**TASK BRIEF**.
Copy each line from the records below in which the word "specified" is found.

**INPUT RECORDS**.
PR #1090, opened 2024-02-29
feat: attach policy & ssm params to access userpool from auth resource

bombguy:
### `defineAuth` should accept configuration to add access to resources.
Screenshot 2024-02-29 at 9 40 26 AM

Should attach correct policy with access to the userpool to the specified resource. Matches the policy set from gen 1 CLI
https://github.com/aws-amplify/amplify-cli/blob/8ad57bf99a404f3c92547c8a175458016f682fac/packages/amplify-category-auth/src/provider-utils/awscloudformation/service-walkthroughs/auth-questions.ts#L623

Should add SSM param that points to the userpool resource to the specified resource.

## Validation

Screenshot 2024-02-29 at 9 47 20 AM
Screenshot 2024-02-29 at 9 48 02 AM

## Checklist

**EXERCISE SOLUTION**.
Should attach correct policy with access to the userpool to the specified resource. Matches the policy set from gen 1 CLI
Should add SSM param that points to the userpool resource to the specified resource.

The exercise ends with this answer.